Protecting Against Cross-Site-Scripting with Output Filtering and Sanitization

Cross-Site Scripting is a big problem. Not sure what Cross-Site-Scripting (XSS) is? You can get some background here

The crux of fighting XSS attacks? In general, don't trust input that comes from your visitors.

Form Input

If you ever take form input that comes from a visitor and echo it back to them on a website, you're potentially vulnerable. Let's take a look at an example. Here's a search field:

<form method="get" action="<?=$view->action('search')?>">
    <input type="text" name="query" />
    <button type="submit">Search</button>
</form>

Then here's the relevant single page controller method:

public function search()
{
    // Actual search logic snipped
    // ...
    // Send the search query back into the results section so we can print out what
    // the user search for
    $this->set("query", $this->request->query('query'));
}

And finally, here's the search results section of the view:

<h1>Search Results</h1>
You searched for: "<?=$query?>"

The $query variable is coming from the search() controller method. This code looks fine, and will certainly run fine. However, this code is vulnerable to XSS. It's blindly trusting that the query variable is free of malicious intent. If a user enters JavaScript into this variable, it will be output by the site. Once you can force arbitrary JavaScript to run from a host website, you'll be able to do all sorts of problematic things to that host website, including exploit forms that aren't properly hardened against CSRF attacks. Best to make sure that your site is completely free of these problems.

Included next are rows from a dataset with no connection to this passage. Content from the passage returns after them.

PR #1272, opened 2018-05-24
[WIP] U-Net implementation (Phase 1)

pvskand:
Initial implementation of U-Net architecture.
This consists of the model of U-Net.
This PR aims to complete the following:

- [x] U-Net architecture
- [x] Metrics for U-Net architecture
Tutorial to use U-Net architecture in `examples/notebooks` will be covered in the next PR after implementation of `DataTransforms` API.

### DIFF
--- a/deepchem/models/tensorgraph/models/unet.py
+++ b/deepchem/models/tensorgraph/models/unet.py
@@ -13,58 +13,65 @@ from deepchem.models.tensorgraph.layers import Conv2D, MaxPool2D, Conv2DTranspos
 from deepchem.models import TensorGraph
 
 class UNet(TensorGraph):
-
- """
- U-Net architecture implementation.
- Parameters
- ----------
- img_rows : int
-	 number of rows of the image.
- img_cols: int
-	 number of columns of the image.
- """
-
-	def __init__(self,img_rows=512, img_cols=512, **kwargs):
+# """
+# U-Net architecture implementation.
+# Parameters
+# ----------
+# img_rows : int
+#  number of rows of the image.
+# img_cols: int
+#  number of columns of the image
+# """
+    def __init__(self,img_rows=512, img_cols=512, **kwargs):
 		super(UNet, self).__init__(use_queue=False, **kwargs)
 		self.img_cols = img_cols
 		self.img_rows = img_rows
 
-	def unet_model(self):
-		model = dc.models.TensorGraph()
+    def unet_model(self):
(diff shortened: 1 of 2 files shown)


peastman:
Thanks for the contribution!

I'm a little confused about how this is meant to be used, since you've put the actual model building into a separate `unet_model()` method.  Is the user supposed to call that?  Why not just build the model in the constructor?

You've hardcoded a lot of properties of the model: the number of layers, the number of output channels for each layer, etc.  It would be good to make those user configurable, since they'll be problem specific.  For example, larger input images will generally require more layers than smaller images will.

pvskand:
@peastman thanks for the reviews.
1) I can put the model in the `__init__` itself and remove the `unet_model`.
2) My proposal consisted of U-Net architecture and this has a fixed architecture with the configuration that I have coded. Since there is no use of `Dense Layers`, I have not hardcoded the `img_cols` and `img_rows`. I would also like to hear from @lilleswing and @rbharath on hardcoding the layers inputs/outputs.
@peastman  what do you suggest? How should I keep it configurable? Like there are multiple layers should all the layer's output be configurable by the user?

peastman:
A simple way of doing it would be to have a constructor argument `layer_channels=[64, 128, 256, 512, 1024]`.  The default value would match what's in the paper, but the user could provide a different value to change both the number of layers and the number of output channels in each layer.

I compared your code to what's shown in figure 1 of the paper, and I notice a couple of difference.  First, you have half as many output channels at each layer as they do.  Second, they perform two conv2d operations between each set of pooling or upscaling operations, but you only do one.  Were those differences intentional?

deepchem/models/tensorgraph/models/unet.py
```diff
@@ -0,0 +1,74 @@
...
+        img_cols: int
+         number of columns of the image
+    """
+    def __init__(self,img_rows=512, img_cols=512, model=dc.models.TensorGraph(), **kwargs):
+        super(UNet, self).__init__(use_queue=False, **kwargs)
+        self.img_cols = img_cols
+        self.img_rows = img_rows
+        self.model = dc.models.TensorGraph()
+
+        input = Feature(shape=(None, self.img_rows, self.img_cols))
```
lilleswing: input is a python keyword.  Can we also put the graph building in a method
```python
def build_graph(self):
```
like the Graph Models?

This will help for consistency.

Fortunately, this is easy to do. You could just use the built-in htmlspecialchars method that PHP provides, but Concrete CMS has an even easier way of doing this: the h() function! Just change this:

$this->set("query", $this->request->query('query'));

To this:

$this->set("query", h($this->request->query('query')));

Any potentially malicious HTML/JavaScript contained within the request will be encoded so it can't cause any damage when it's output in the display.

Attributes

Form input isn't the only input that gets displayed to site visitors that comes from untrusted sources. If you're running a communty website, you may have user input that is displayed on user profiles or member pages. This input needs to be sanitized as well! In general, we usually don't sanitize this input as it comes into Concrete; instead, we save it as it comes in, and make sure that we sanitize the output display of attributes that are known to come from untrusted sources. The Concrete attributes system makes this easy to do:

Displaying an Attribute

This code will display an attribute that comes from a user:

$ui = \UserInfo::getByName('andrew');
print $ui->getAttribute('bio');

However, who knows what this attribute might contain! If you're displaying untrusted attributes from untrusted users, it's best to run the attribute display through the sanitization functions:

print $ui->getAttribute('bio', 'displaySanitized');

How does this work? If an optional second parameter is passed to the getAttribute() method, the type of attribute will attempt to call getDISPLAYMETHODValue() first, before calling getDisplayValue and eventually getValue(). So in this example, our rich_text attribute will first call

getDisplaySanitizedValue()

and then

getDisplayValue()

This is great, because the Rich Text attribute actually contains a special getDisplaySanitizedValue method that runs the entire content of the attribute through an HTML sanitizer, if the attribute supports HTML. This way you can have complex attributes – some of which may even support a limited subset of HTML – while still allowing them to be sanitized on output.

The moral of the story? If you're displaying user attributes on profile pages, display them with 'displaySanitized' as your second parameter.